17.    Concernant les arbitres ou jurés étrangers, le paragraphe 4 de l’article 1 utilise la même technique que la Convention pénale sur la corruption à l’égard des agents publics étrangers (voir l’article 1.c de la Convention). En d’autres termes, la définition de l’arbitre ou du juré dans le droit de l’autre Etat (étranger) n’est pas nécessairement déterminante dans les cas où l’intéressé n’aurait pas eu le statut d’arbitre ou de juré en vertu de la législation de l’Etat qui poursuit. Ce principe découle du paragraphe 4 de l’article 1 selon lequel un Etat peut décider que les infractions de corruption impliquant un arbitre ou un juré étranger ne concernent que les agents dont le statut est compatible avec celui d’arbitre ou de juré dans le droit national de l’Etat qui poursuit.
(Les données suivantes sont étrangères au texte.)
PR #298, opened 2019-09-11
Added replicated cli builder

liiri:
https://github.com/replicatedhq/replicated


liiri:
@googlebot I consent.

sanastos:
Overall this PR looks fine to me, but can you modify the examples a bit?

CHAPITRE II – MESURES A PRENDRE AU NIVEAU NATIONAL

Article 2 – Corruption active d’arbitres nationaux

18.    Lors des phases finales de négociations de la Convention s’est posée la question de savoir comment faire face à la corruption éventuelle des arbitres. Il a été convenu qu’il fallait régler la question des arbitres – d’une part, en raison de l’importance de leurs tâches, impliquant bien souvent des décisions ayant des conséquences pécuniaires ou économiques considérables, d’autre part, ce qui n’est pas de moindre importance, en raison de la similarité de leurs tâches avec celles des juges, et enfin, de manière plus générale, pour des raisons d’exhaustivité. Toutefois, les avis quant à savoir si les arbitres étaient déjà couverts ou non par la Convention (et, si tel est le cas, par quel article) étaient partagés : alors que certaines délégations estimaient qu’il était conforme à leur législation nationale de les considérer comme des juges (ce qui les ferait tomber sous le coup des articles 2, 3, 5 et 11 de la Convention) et que d’autres renvoyaient aux articles 7 et 8 de la Convention (corruption dans le secteur privé), d’autres encore estimaient qu’ils n’étaient couverts par aucune des dispositions de la Convention. Il a donc été décidé de reporter les discussions sur cette question après la finalisation de la Convention ; les résultats de ces discussions sont contenus dans le présent Protocole.

19.    L’article 2 définit les éléments de la corruption active des arbitres nationaux conformément au texte de l’article 2 de la Convention pénale sur la corruption (« Corruption active d’agents publics nationaux »). Ainsi, les remarques explicatives correspondantes sont également applicables ici. Dans la théorie et la pratique du droit pénal actuel ainsi que dans l’esprit des auteurs du présent Protocole, l’infraction de corruption active est le pendant de la corruption passive - deux actes qui sont cependant considérés comme des infractions distinctes, pouvant donner lieu à des poursuites séparées. Il apparaît que les deux types de corruption sont, en général, les deux faces d’un même phénomène, avec d'un côté la personne qui offre, promet ou donne l'avantage, et de l'autre côté la personne qui accepte l'offre, la promesse ou le don. Toutefois, dans la plupart des cas, le «corrompu» n'est pas accusé d'être complice du «corrupteur», ni le corrupteur du corrompu.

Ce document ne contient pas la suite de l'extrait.